People even decided that packing full web browser with web application act as valid, cross platform, native framework replacement (looking at you, Electron). It’s pretty insane if you think about it for longer.

So, maybe I should make 2 different browser profiles, one for important task requiring scripting and one for rest? Or use 2 different browsers? This will make me feel safer but will it really improve this mess?

I’ve learned about Gemini’s existence some time ago. Few times from different sources. Never checked what it is, so I’ve just known that something of this name exists and this is alternative protocol for serving content online.

One day I decided to learn more about it. Firstly, I was reluctant. I had lots of deeply ingrained habits by growing up with the web. Text only blogs? Yuck! No way to style your site? Everything will look like crap…

But what I will loose? Strive for simplicity and moment of feeling adventurous made me install plugin for Firefox which redirected all Gemini request through Gemini to HTTP proxy, and started reading. Aaaaaand, it was as visually pleasing experience as I anticipated – not at all. But I discovered “reader mode”, which after some fiddling with its settings, made me understand something: When website does not provide any stylesheet and is designed to work with any, than I can provide client-side style which I like and is actually readable for me. No longer questionable choices of colors or fonts that make content unreadable, it’s not a con. But I’m not sure if I would call it pro. I could live with styling, and I could live without.

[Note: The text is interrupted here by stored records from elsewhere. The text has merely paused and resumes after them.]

PR #134, opened 2017-09-06
added function and script to add part comments to part_info

david-deboer:
Now that we have failing parts I need to add to the part_info table.

### DIFF
--- a/hera_mc/cm_handling.py
+++ b/hera_mc/cm_handling.py
@@ -155,7 +155,7 @@ class Handling:
                     pr_key = cm_utils._make_part_key(part.hpn, part.hpn_rev)
                     part_dossier[pr_key] = {'Time': at_date, 'part': part}
                     if full_version:
-                        part_dossier[pr_key]['part_info'] = None
+                        part_dossier[pr_key]['part_info'] = []
                         part_dossier[pr_key]['connections'] = None
                         part_dossier[pr_key]['geo'] = None
                         part_dossier[pr_key]['input_ports'] = []
@@ -164,7 +164,7 @@ class Handling:
                                 (func.upper(PC.PartInfo.hpn) == part.hpn.upper()) &
                                 (func.upper(PC.PartInfo.hpn_rev) == part.hpn_rev.upper())):
                             # part_info.gps2Time()
-                            part_dossier[pr_key]['part_info'] = part_info
+                            part_dossier[pr_key]['part_info'].append(part_info)
                         connections = self.get_connection_dossier(
                             hpn_list=[part.hpn], rev=part.hpn_rev, port='all',
                             at_date=at_date, exact_match=True)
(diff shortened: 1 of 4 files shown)


hera_mc/cm_handling.py
```diff
@@ -251,8 +251,13 @@ def show_parts(self, part_dossier, verbosity='h'):
...
                     tdata.append(ptsout.strip().strip(','))
-                    if (part_dossier[hpnr]['part_info'] is not None):
-                        comment = part_dossier[hpnr]['part_info'].comment
+                    if len(part_dossier[hpnr]['part_info']):
+                        comment = ''
+                        for pi in part_dossier[hpnr]['part_info']:
+                            if not len(comment):
+                                comment = pi.comment
+                            else:
+                                comment = comment + ', ' + pi.comment
```
pkgw: This can all be simplified to `comment = ', '.join(part_dossier[hpnr]['part_info'])`.

scripts/part_info.py
```diff
@@ -0,0 +1,51 @@
...
+    parser = mc.get_mc_argument_parser()
+    parser.add_argument('-p', '--hpn', help="HERA part number", default=None)
+    parser.add_argument('-r', '--rev', help="Revision of part", default=None)
+    parser.add_argument('-c', '--comment', help="Comment on part", default=None)
+    parser.add_argument('-l', '--library_file', help="Library filename", default=None)
+    cm_utils.add_date_time_args(parser)
+    args = parser.parse_args()
+
+    if args.hpn is None or args.rev is None or args.comment is None:
+        args = query_args(args)
```
pkgw: Given how `query_args` is structured, it can just be called unconditionally.

scripts/part_info.py
```diff
@@ -0,0 +1,51 @@
...
+
+    # Pre-process some args
+    at_date = cm_utils._get_astropytime(args.date, args.time)
+
+    db = mc.connect_to_mc_db(args)
+    session = db.sessionmaker()
+
+    # Check for part
+    print("Adding comment for part {}:{}".format(args.hpn, args.rev))
```
pkgw: This should be phrased more generically as "Adding info for part...", no? One might want to use this command to register a `library_file`.

hera_mc/cm_handling.py
david-deboer: Actually, I only want the .comment field from it so I think I have to loop.

hera_mc/cm_handling.py
```diff
@@ -252,12 +252,10 @@ def show_parts(self, part_dossier, verbosity='h'):
...
                     if len(part_dossier[hpnr]['part_info']):
-                        comment = ''
+                        comment_list = []
                         for pi in part_dossier[hpnr]['part_info']:
-                            if not len(comment):
-                                comment = pi.comment
-                            else:
-                                comment = comment + ', ' + pi.comment
+                                comment_list.append(pi.comment)
+                        comment = ', '.join(comment_list)
```
pkgw: Ah, right. Could be further tightened up with a list comprehension:

```python
comment = ', '.join(pi.comment for pi in part_dossier[hpnr]['part_info'])
```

Next I learned about gopher and find out that space called “smolnet” is actually quite big and has long history. There is actually more content that I need.

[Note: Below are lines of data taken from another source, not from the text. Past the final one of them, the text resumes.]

PR #650, opened 2025-07-06
Make compatible with upcoming version of Lamdera

miniBill:


lydell:
Awesome!

Having read https://github.com/lamdera/compiler/issues/56 before, I expected the diff to be something like `F2\(` turned into `(F2\()?` – but nope, it’s an added `\$?`! So Lamdera is now adding an extra `$` to variable names? Just so that I understand the whole thing, which change in Lamdera is that from? And out of curiosity – why?

miniBill:
The change is from the Fx/Ax patch. The added $ is the "unwrapped" version, whereas the version without is the original Fx-wrapped one.

PR #659, opened 2026-02-20
Vendor chalk and supports-color

jfmengels:
Vendors the `chalk` dependency, getting rid of a few indirect dependencies too.
`chalk` does quite a lot of complicated work to enable complex usages (`chalk.blue.underline(...)`, template literals, ...), whereas we only use it to do `chalk.red()` and `chalk.blue()` (and that's it).

We also `chalk` it to figure out whether the output supports colors, but that is handled by the sub-dependency `supports-color`.

I've vendored both dependencies, and simplified them. `chalk` is now extremely simple, and `supports-color` is simplified a bit (I've done it in steps for it to be understandable, or even replicable later). Simplifying these dependencies mean startup should be faster :crossed_fingers:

My initial impression was totally wrong. Finding world beside web opened my eyes and I started thinking, if I want to be part of this mess the web has become, or I want to move to much simpler (I highly value that trait) and more people-oriented alternative?

I think, I will no longer find joy in publishing blog on the web.

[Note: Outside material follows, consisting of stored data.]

PR #671, opened 2026-07-19
Remove cross-spawn dependency

lydell:


tests/ci.js
```diff
@@ -23,9 +23,9 @@ const resultFailureThreshold = 2;
  * @returns { import('child_process').SpawnSyncReturns<string> }
  */
 function execElmTest(args, cwd = '.') {
-  return spawn.sync(
-    elmtestPath,
-    args,
+  return Spawn.spawnSync(
+    'node',
+    [elmTestPath, ...args],
```
lydell, line 28: cross-spawn supports parsing shebangs and making them work on Windows. Our own replacement does not (because it’s not needed when executing `elm`). To make the tests work, we simply call `node` explicitly instead of relying on the shebang.

PR #680, opened 2026-07-21
Make --workers=1 single-threaded

lydell:
This is slightly faster, and being able to run everything in the same process makes debugging easier.

View the [diff without whitespace changes](https://github.com/rtfeldman/node-test-runner/pull/680/changes?w=1) since a lot of code became indented.

### DIFF
--- a/elm/src/Test/Runner/Node.elm
+++ b/elm/src/Test/Runner/Node.elm
@@ -81,7 +81,7 @@ type Msg
 {-| The port names are prefixed to reduce the likelihood of the project
 having a port with the same name, which is a compile error.
 -}
-port elmTestPort__send : String -> Cmd msg
+port elmTestPort__send : Decode.Value -> Cmd msg
 
 
 port elmTestPort__receive : (Decode.Value -> msg) -> Sub msg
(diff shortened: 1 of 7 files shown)


lib/Generate.js
```diff
@@ -68,6 +72,8 @@ function addKernelTestChecking(content) {
         checkDefinition,
         '$1 = value => value && value.__elmTestSymbol === __elmTestSymbol ? $elm$core$Maybe$Just(value) : $elm$core$Maybe$Nothing;'
       )
+      // Simply remove the first occurrence of `console.warn`. This leaves the message string in parentheses behind, but that’s fine.
+      .replace('console.warn', '')
```
lydell, line 76: This replaces the previous approach of re-assigning `console.warn`. This is simpler, and avoids messing with the global `console.warn` in the main thread.

elm/src/Test/Runner/Node.elm
```diff
@@ -81,7 +81,7 @@ type Msg
 {-| The port names are prefixed to reduce the likelihood of the project
 having a port with the same name, which is a compile error.
 -}
-port elmTestPort__send : String -> Cmd msg
+port elmTestPort__send : Decode.Value -> Cmd msg
```
lydell, line 84: We now turn this into a JSON string in JS instead – and not at all in single-threaded mode.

And there is something quite important considering my flaws: Without CSS, without control over how this post will be displayed number of things that can subconsciously trigger my unhealthy perfectionism is drastically reduced. This and trying not to polish every single sentence until complete burnout makes publishing something possible for me.

Conclusion

So, I’m here.

I probably will not publish regularly. I’m not that of interesting person to have something worth writing every day, or week. But I will try to not abandon this capsule in near future.